Background and Significance:

Rett Syndrome (RTT) is diagnosed as a neurodevelopmental disorder, which is characterized by stereotypic motor, communication, sensory and cognitive impairments. Girls with RTT exhibit typical motor function till ~6 months of age, after which they exhibit developmental delay and/or regression in motor function. The neural circuitry underlying this atypical motor function is unknown. Though many studies have shown that gross motor deficits are common in symptomatic male or female mice, the pathogenesis of the motor phenotypes in pre-symptomatic female mouse models is under-explored.

Girls and women with RTT undergo occupational and physical therapy regimens, which can be wide-ranging, dependent on the individual patients and their families, clinical care settings and access to care. The effectiveness of such regimens and the underlying neurological basis for their effectiveness is currently unexplored. We hope to set the stage for identifying and following skilled fine motor control sequences and their underlying neurobiological basis in female mouse models of RTT. The implications of the results would ultimately inform neurobiology-based mechanistic approaches to occupational therapy in individual patients with RTT.

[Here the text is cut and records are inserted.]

PR #262, opened 2026-07-06
[codex] Add Storybook page scenario coverage

younglokim-oss:
## What changed

- Added Storybook 10 for the frontend with React Vite, Docs, A11y, Vitest browser tests, MSW, and a light/dark toolbar.
- Added route-backed AKB page stories that mirror the app route tree, including auth, app home/settings, search, vault resources, vault admin, documents/publications, and recovery states.
- Added shared Storybook MSW fixtures and route-shell assertions so page stories verify when app chrome, vault rail, and public layouts should or should not appear.
- Updated the auth callback page to read query parameters from React Router location, which keeps SSO callback stories working under MemoryRouter while preserving browser behavior.

## Why

The frontend did not have Storybook coverage. This gives AKB a usable Storybook setup plus scenario-level page stories for visual review, accessibility checks, and interaction testing.

## Impact

Developers can run Storybook locally, build it for review, and execute Storybook Vitest coverage separately from unit tests. The app runtime behavior is unchanged except for the router-compatible auth callback query read.

## Validation

- `cd frontend && pnpm run typecheck`
- `cd frontend && pnpm run test:storybook`
- `cd frontend && pnpm run build-storybook`
- `cd frontend && pnpm run design:check && pnpm run typecheck && pnpm run lint && pnpm run test && pnpm run build`
- `$autoreview` clean: no accepted/actionable findings reported


younglokim-oss:
Reviewer note: this PR is primarily Storybook setup + scenario coverage, but a few adjacent existing files changed to make that setup behave correctly without changing the app/CI contract unexpectedly.

- `frontend/src/pages/auth-callback.tsx`
  - Changed the callback page to read query params from React Router's `useLocation().search` instead of `window.location.search`.
  - Reason: Storybook renders page scenarios under `MemoryRouter`; `/auth/callback?code=...` exists in router state, while `window.location.search` is Storybook's own `?path=/story/...` URL. This keeps production `BrowserRouter` behavior equivalent while making the route-backed SSO callback stories accurate.

- `frontend/src/index.css` and `frontend/DESIGN_SYSTEM.md`
  - Only comments/docs changed, not runtime tokens or styles.
  - Reason: removed placeholder-looking Tailwind arbitrary class examples such as `z-[var(--z-*)]` / `rounded-[var(--radius-*)]` from prose. They were documentation shorthand, not real class names, so the wording now describes the token usage without looking like extractable classes.

- `frontend/pnpm-workspace.yaml`
  - Added `allowBuilds: esbuild: true` for the frontend package install policy.
  - Reason: Storybook/Vite/Vitest dependencies require the esbuild build script to be explicitly approved under pnpm's current build-script policy. The frontend is installed as its own pnpm project in CI, so the setting is scoped under `frontend/`.

- `scripts/check.sh`
  - Changed the frontend test command from direct `vitest run` to `pnpm run test`.
  - Reason: after this PR, Vitest has separate `unit` and `storybook` projects. Direct `vitest run` executes both, which would run the Storybook browser project in CI and require Playwright browser installation. `pnpm run test` maps to `vitest run --project unit`, so CI keeps running only the existing unit/RTL/MSW gate. Storybook tests remain available separately via `pnpm run test:storybook` and are intentionally not added to CI in this PR.

Validation after these adjustments:
- `pnpm run test`
- `pnpm run test:storybook`
- `pnpm run build`
- `pnpm run build-storybook`
- PR CI passed: static analysis, backend unit tests, pgvector e2e, shell e2e

kwoo24-oss:
## Review — Storybook page scenario coverage

**No blocking issues.** Additive Storybook setup; no backend/proxy boundary touched (0 changes under `backend/` or `akb-mcp-client`). Approving with a few follow-ups.

### Only runtime change — verified equivalent in prod
`frontend/src/pages/auth-callback.tsx`: `window.location.search` → `useLocation().search`.
- App renders under `BrowserRouter` (`main.tsx:69`), so `useLocation().search === window.location.search` in production. The SSO callback is always a full-page redirect from the IdP, so the router location is already populated on mount. Behaviorally equivalent. ✅
- The `if (ran.current) return;` guard (`auth-callback.tsx:23`) is intact, so the newly-added `routerLocation.search` effect dependency cannot trigger a second code redeem. ✅
- `rawRedirect` still resolves against `window.location.origin`, which is correct (origin is router-independent).

### CI contract
- `scripts/check.sh`: `npx --no-install vitest run` → `pnpm run test` (= `vitest run --project unit`). Keeps the Playwright-backed Storybook project out of the CI gate — reasonable. **Note:** the new Storybook interaction/a11y tests are therefore *not* gated in CI (only `pnpm run test:storybook`, run manually). The scenario coverage this PR adds won't catch regressions automatically. If that's intended, fine — worth wiring into a dedicated workflow later.
- `vitest.config.ts`: split into `unit` + `storybook` projects; unit config preserved + `storybook-static/**` excluded. LGTM.

### Build policy — one question
`package.json` drops `pnpm.onlyBuiltDependencies: ["msw"]`; new `frontend/pnpm-workspace.yaml` adds `allowBuilds: { esbuild: true }`. esbuild approval is needed for the vite/vitest toolchain. **Q:** was removing `msw` from build-approved deps intentional? Evidence says it's safe (msw needs no install script; the worker is committed and the unit tests that use msw pass) — just confirming nothing relied on it.

### Maintenance (non-blocking)
- `page-route-shell.tsx` `AkbRouteTree` hand-mirrors the real route tree in `main.tsx`. It's an exact match today, but nothing enforces parity — routes added to `main.tsx` will silently be missing from the stories. Consider a comment pointing at `main.tsx` as the source of truth, or sharing a single route array.
- `preview.tsx` uses `onUnhandledRequest: "bypass"` — a missing MSW handler silently hits the real network instead of failing loudly. `"warn"` would surface such gaps.

### Security — clean
No secrets (matches are UI labels / mock 401·403 bodies). All fixture URLs are `*.example.test` / `example.com` / `localhost`. The detect-secrets exclusion of the committed `mockServiceWorker.js` is justified (integrity checksum). `setToken("mock")` runs only in the Storybook decorator.

PR #278, opened 2026-07-14
feat(auth): add delegated file upload capability

imjhyuk-oss:
## Summary
- add action-limited managed Vault write grants while preserving existing wildcard grants
- require an upload-only service key plus an active human AKB session for managed file upload and confirmation
- preserve both actor identities in bounded file audit fields
- add migration and regression coverage for compatibility, denial, and token-profile invariants

## Security boundaries
- `file_upload` grants require a non-admin service account, service key, exact `write` scope, and exactly one Vault
- delegated identities must be active human accounts with explicit writer-or-higher Vault membership
- limited grants do not authorize document, table, delete, SQL, or lifecycle writes

## Verification
- focused policy/delegation suite: 71 passed
- full backend suite: 830 passed, 24 skipped
- Ruff, mypy, and `uv build`: passed

### DIFF
--- a/backend/app/api/deps.py
+++ b/backend/app/api/deps.py
@@ -1,5 +1,6 @@
 """Shared dependencies for API routes."""
 
+from dataclasses import dataclass
 from typing import NoReturn
 
 from fastapi import HTTPException, Request, Security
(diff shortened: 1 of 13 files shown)


imjhyuk-oss:
Blocking contract finding before merge: the initial transition from an unmarked Vault is not atomic. `set_vault_write_policy()` commits the policy first, while `add_vault_write_grant()` requires an already-marked Vault and commits separately. Therefore any Vault with existing writers enters a fail-closed outage window between marking and restoring wildcard grants; pre-seeding is impossible because the FK/grant API requires the policy.

Please add a system-admin bootstrap operation that validates all supplied token/action grants and commits the policy plus the complete initial grant set in one DB transaction. Keep the existing single-policy/single-grant APIs for later mutations. Add a PostgreSQL/route regression test proving that a validation or insertion failure rolls back both policy and grants, and that no committed policy-without-grants intermediate state is observable.

imjhyuk-oss:
Re-review complete: the atomic bootstrap closes the initial fail-closed cutover window. The policy, complete initial grant set, and one audit event share the Vault-locked PostgreSQL transaction; injected second-grant failure proves full rollback. Focused 68/75 lanes and all four GitHub checks are green. No unresolved High/Medium finding.

PR #290, opened 2026-07-20
fix(sql): cap akb_sql result rows to bound event-loop stall

kwoo24-oss:
## Problem

`akb_sql` / REST `/tables/{vault}/sql` returned the **entire** SELECT result: `await conn.fetch(sql)` then `[_coerce_row(r) for r in rows]` + JSON serialisation — all **pure-Python CPU on the single event loop with no `await`**. A large SELECT (e.g. `SELECT * FROM generate_series(1, 2e6)`) stalls `/livez` past the liveness probe → **503**, from a **single request** (no concurrency needed).

Found by the 2026-07-20 event-loop-blocking audit. Measured stall scales linearly:

| rows | /livez stall | resp size |
|---|---|---|
| 250k | 0.88s | 55MB |
| 500k | 1.49s | 111MB |
| 1M | **3.07s** | 222MB |

→ ~1.7M rows crosses the 5s probe.

## Fix

Cap the **returned** rows at `settings.akb_sql_max_rows` (default 10000) and set `truncated: true` so callers paginate. The statement still executes identically — **data-modifying CTEs (`WITH ... UPDATE ... RETURNING`) are unaffected** — only the returned/serialised row count (what stalls the loop) is bounded.

## Verification

Local docker compose (single uvicorn worker = prod `replicas=1`), 1M-row SELECT:

| | before | after |
|---|---|---|
| /livez max stall | **3.07s** | **0.055s** |
| response | 222MB | 2.2MB |
| envelope | — | `total=10000, truncated=true` |
| 5-row control | — | `total=5, truncated=false` |

Adds `test_akb_sql_row_cap_unit.py` — DB-free (fake pool): over-cap → truncated, under/at cap → not truncated.

## Scope note (follow-up)

This bounds the **event-loop stall** (the 503) by capping coerce + serialize. **Peak fetch memory is still the full result set** — streaming with an asyncpg cursor to bound memory too is a follow-up, deferred because a cursor's interaction with data-modifying CTEs needs its own validation. Sibling companion PR #289 offloads the git-read blocking paths from the same audit.

### DIFF
--- a/backend/app/config.py
+++ b/backend/app/config.py
@@ -91,6 +91,14 @@ class Settings(BaseModel):
     pg_pool_min_size: int = 2
     pg_pool_max_size: int = 30
 
+    # Max rows a single `akb_sql` / REST SQL SELECT may return. The result is
+    # coerced + JSON-serialised on the single event loop, so an unbounded
+    # SELECT (e.g. `SELECT * FROM generate_series(1, 2e6)`) stalls /livez past
+    # the liveness probe → 503. Over-limit results are truncated and flagged
+    # (`truncated: true`) so callers paginate. Statement execution is
+    # unchanged — only the returned row count is capped.
+    akb_sql_max_rows: int = 10000
+
     # Git storage root (bare repos live here)
     git_storage_path: str = "/data/vaults"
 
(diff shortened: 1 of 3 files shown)


kwoo24-oss:
일단 원래대로 되돌립니다(revert per request) — 접근 재검토 예정. 브랜치/커밋은 보존, 필요 시 reopen.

We use a pellet reaching and grasping assay as a model to study fine motor control in

Mouse reaching and grasping for a pellet

adult female mice. Skilled reaching and grasping task involves multi-sensory integration of cues, arm/hand position, coordination and repetitive learning by practice to execute successfully.

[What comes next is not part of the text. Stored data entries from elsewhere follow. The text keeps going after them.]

PR #293, opened 2026-07-20
fix(sql): keep akb_sql off the event-loop critical path

kwoo24-oss:
## Problem

AKB runs a **single uvicorn worker on a single event loop** (`replicas=1`, no `--workers`). Any request handler that does multi-second synchronous work with no `await` starves the loop, so `/livez` can't be scheduled → the kubelet liveness probe times out → the pod is SIGKILLed → **total outage** (not just a slow request).

`akb_sql` is arbitrary SQL, so a caller can trivially return a huge result set (`SELECT * FROM generate_series(1, 1e6)`). Two spots on that path are pure-Python CPU with no yield:

1. **Row coercion** — `[_coerce_row(r) for r in rows]` in `user_sql_executor.py`.
2. **JSON serialisation** — FastAPI's single `json.dumps` of the response envelope.

Measured locally against the docker-compose harness (single worker = prod): a 1M-row SELECT stalled `/livez` for **~3.07 s** → probe-timeout territory.

## Fix

Interleave `await asyncio.sleep(0)` through both hot spots so the loop keeps servicing health probes and other requests **without truncating the result** — `akb_sql` is a free-SQL tool; callers bound their own rows with `LIMIT`, and the client still receives one ordinary JSON document.

- `_coerce_rows_yielding()` coerces rows in `settings.akb_sql_coerce_batch` (2000) chunks, yielding between batches.
- `_stream_json()` serialises the envelope with `json.JSONEncoder.iterencode`, flushing ~64 KiB chunks via `StreamingResponse`, yielding every 1000 pieces.

After: same 1M-row SELECT → `/livez` max **~0.146 s**, response `total=1000000 items=1000000`, valid JSON, no `truncated` key.

## API contract

**Unchanged.** The OpenAPI schema (`POST /tables/{vault}/sql` → 200 `AkbSqlEnvelope`, `application/json`) is generated from route metadata, not the runtime return value — `test_rest_openapi_contract_unit.py` still passes. The body is byte-for-value identical (same keys, `ensure_ascii=False`, compact separators — matching Starlette's default `JSONResponse`). Only the transport differs: chunked (no `Content-Length`), invisible to any client that reads the body / calls `.json()`.

## Tests

- New `test_akb_sql_nonblocking_unit.py` (DB-free): coercion yields + preserves all rows in order; small-result fast path; `_stream_json` emits one valid document == `json.dumps`, in multiple chunks.
- Updated `test_tables_route_unit.py` to assert the route streams the same envelope.
- Full `pytest -k 'not _e2e'`: **701 passed, 167 skipped, 0 failed** (against live PG/MinIO).

Part of the single-process event-loop hardening series (companion PRs: bcrypt offload #283, git-read offload #289, S3 timeouts).

Co-Authored-By: Claude Fable 5 <noreply@anthropic.com>


kwoo24-oss:
Squash-merged to `main` in 3c57731 (local integrate + full validation before push): non-e2e unit **712/0**, MCP e2e **88/0**, security-edge e2e **66/0**, plus per-PR reproduction tests. Closing; branch retained. 🤖 via local integrate flow

PR #294, opened 2026-07-20
fix(s3): bound every S3 call with connect/read timeouts + short retry

kwoo24-oss:
## Problem

boto3/botocore default to a **60 s connect AND 60 s read timeout with NO retries**. A stalled MinIO/S3 (network blip, cold bucket, dead/mis-configured endpoint) then blocks the caller for up to 60 s.

Several S3 primitives run **on the single event loop** (public raw-file read, publication-snapshot put/read, upload HEAD-confirm, bucket cold-start `ensure_bucket`). On our single-worker/single-loop backend (`replicas=1`), one such stall starves `/livez` → liveness probe timeout → pod SIGKILL → **total outage**.

## Fix

`make_client()` now stamps `settings.s3_*` onto the boto config for **every** S3 client (primary + presign + audit store):

- `connect_timeout` ≤ 3 s
- `read_timeout` ≤ 10 s
- `retries={"max_attempts": 2, "mode": "standard"}` — a short retry for transient blips.

botocore's `max_attempts` is the **retry** count, so the default 2 = 3 total attempts → worst-case read hang **3 × 10 = 30 s** (down from an unbounded 60 s, and now recoverable); a connect failure is bounded to 3 × 3 = 9 s.

## Verification

Against a blackhole endpoint (`192.0.2.1`, TEST-NET-1 — SYN dropped), a `head_bucket` now raises `ConnectTimeoutError` in **~9.7 s**, not 60 s.

## Tests

- New `test_s3_boto_timeouts_unit.py` (network-free): `make_client` applies the settings timeouts + retry mode; guards the ceiling (`total_attempts × read_timeout ≤ 60`); proves the values come from `settings` (not a hardcode) via monkeypatch.
- Full `pytest -k 'not _e2e'`: **701 passed, 167 skipped, 0 failed** (against live PG/MinIO).

Complementary to offloading the specific on-loop S3 calls to `asyncio.to_thread` (follow-up); this PR bounds the *duration* of any S3 stall globally in one place. Part of the single-process event-loop hardening series.

Co-Authored-By: Claude Fable 5 <noreply@anthropic.com>

PR #295, opened 2026-07-20
fix(k8s): widen liveness tolerance so a transient loop stall can't SIGKILL the sole replica

kwoo24-oss:
## Problem

The backend runs a **single event loop at `replicas=1`**, so a liveness SIGKILL is a **total outage**. But a healthy loop can be briefly unschedulable during a big `akb_sql`, an indexing burst, or a git-subprocess fan-out. The old liveness (`timeout 5s`, `failureThreshold 3`, `period 30s` → ~90s) restarted the only pod on such **transient** stalls — the exact mechanism behind the 2026-07-20 outage (loop stall → `/livez` `context deadline exceeded` → kubelet SIGKILL, exit 137).

## Change (`deploy/k8s/backend.yaml`)

| Probe | Before | After | Effect |
|---|---|---|---|
| liveness | timeout 5, failureThreshold 3, period 30 | timeout **8**, failureThreshold **6**, period 30 | ~**180s** sustained unresponsiveness before assuming a real deadlock |
| readiness | timeout 5, failureThreshold 3, period 15 | timeout **8**, failureThreshold 3, period 15 | stays honest — still sheds a stalled pod in ~45s, just doesn't flap on one slow `/readyz` |
| startup | (unchanged) | (unchanged) | 300s startup budget |

**Readiness intentionally stays tight** (traffic gate = honest), **liveness widens** (restart = last resort). This is the documented K8s/SRE pattern for single-worker async apps: liveness detects a *dead* loop, not a *busy* one.

## Why in the manifest, not `kubectl patch`

`deploy-internal.sh` re-applies this manifest and clobbers ad-hoc runtime patches (that's why the #244-era probe tuning never stuck). The internal overlay (`deploy/k8s/internal/`) does **not** override probes, so this base value is authoritative and survives the next deploy.

## Relationship to the other hardening PRs

Probe tolerance stops **pointless restarts on isolated transient stalls**; it does NOT fix sustained/concurrent blocking. The real cure is *not blocking the loop* — shipped separately: akb_sql streaming (#293), S3 timeouts (#294), bcrypt offload (#283, merged), git-read offload (#289). This PR is the safety-net layer.

No code paths changed; manifest-only. YAML validated (5 docs parse; liveness tolerance computes to 180s).

Co-Authored-By: Claude Fable 5 <noreply@anthropic.com>

### DIFF
--- a/deploy/k8s/backend.yaml
+++ b/deploy/k8s/backend.yaml
@@ -126,20 +126,31 @@ spec:
             periodSeconds: 5
             timeoutSeconds: 3
             failureThreshold: 60
+          # Readiness gates traffic and MUST stay honest — shed a stalled pod
+          # from Service endpoints quickly. Keep failureThreshold small; only
+          # widen timeout so a single slow (not dead) /readyz doesn't flap the
+          # endpoint. ~3×15s = 45s of sustained unreadiness before removal.
           readinessProbe:
             httpGet:
               path: /readyz
               port: 8000
             periodSeconds: 15
-            timeoutSeconds: 5
+            timeoutSeconds: 8
             failureThreshold: 3
+          # Liveness RESTARTS the pod (SIGKILL) — with replicas=1 that is a
+          # total outage, so it must fire ONLY on a genuinely dead loop, never
+          # on a transient multi-second stall (a big akb_sql, an indexing
+          # burst). The single event loop can be briefly unschedulable while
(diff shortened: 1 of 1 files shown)


kwoo24-oss:
Squash-merged to `main` in 9843e27 (local integrate + full validation before push): non-e2e unit **712/0**, MCP e2e **88/0**, security-edge e2e **66/0**, plus per-PR reproduction tests. Closing; branch retained. 🤖 via local integrate flow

The pilot project was done in collaboration with Dr. Xu An, a postdoctoral scientist in Dr. Josh Huang’s lab in Cold Spring Harbor Laboratory.

We have now built a modified setup in University of Tennessee with the help of the amazing staff at Biology Services Facility.

We record mice with high-speed cameras during the behavior and analyze grasping mechanics, success rates in grasping the pellet, general gait/stance/posture of the animal during the initial introduction to the task and during training and expert stages.

Major questions:

  1. What are the specific fine motor deficits in female RTT mouse model? When does it start?
  2. What brain regions are essential for efficient control of reaching/grasping behavior?
  3. How does MECP2 play a role in this process?
  4. Are PNNs and atypical experience-dependent plasticity observed in this behavior as well? 
  5. Can approaches similar to occupational therapy in Rett patients, be simulated or modeled in mice in order to determine the underlying neurobiological process?